_Task brief_
Return exactly the line that contains "--- a/Formula/android-sdk.rb" and all lines beneath it in the entries, through the very last one.

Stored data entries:

================================

PR #7860, opened 2016-12-14
android-sdk 25.2.4

tahnok:

-----

Android has an updated set of build tools <https://developer.android.com/studio/releases/sdk-tools.html>, so time to bump the formula

The layout of the archive has changed somewhat. Previously the `install` method would execute so that there was a `tools` folder to install, in addition to a README and an ignored `add-ons` and `platforms`.

The new structure just contains a `tools` folder which brew is inside of during `install`. Moving up a directory and installing the whole folder seems like the simplest approach, but I could also write some ruby to build up a hash of the files in the current directory to `tools/` and pass that to `prefix`

There is also a new `sdkmanager` tool that it's a new location that needs to be added to `bin`

### DIFF
--- a/Formula/android-sdk.rb
+++ b/Formula/android-sdk.rb
@@ -3,10 +3,9 @@ require "base64"
 class AndroidSdk < Formula
   desc "Android API libraries and developer tools"
   homepage "https://developer.android.com/index.html"
-  url "https://dl.google.com/android/android-sdk_r24.4.1-macosx.zip"
-  version "24.4.1"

================================

_Finished exercise_
--- a/Formula/android-sdk.rb
+++ b/Formula/android-sdk.rb
@@ -3,10 +3,9 @@ require "base64"
 class AndroidSdk < Formula
   desc "Android API libraries and developer tools"
   homepage "https://developer.android.com/index.html"
-  url "https://dl.google.com/android/android-sdk_r24.4.1-macosx.zip"
-  version "24.4.1"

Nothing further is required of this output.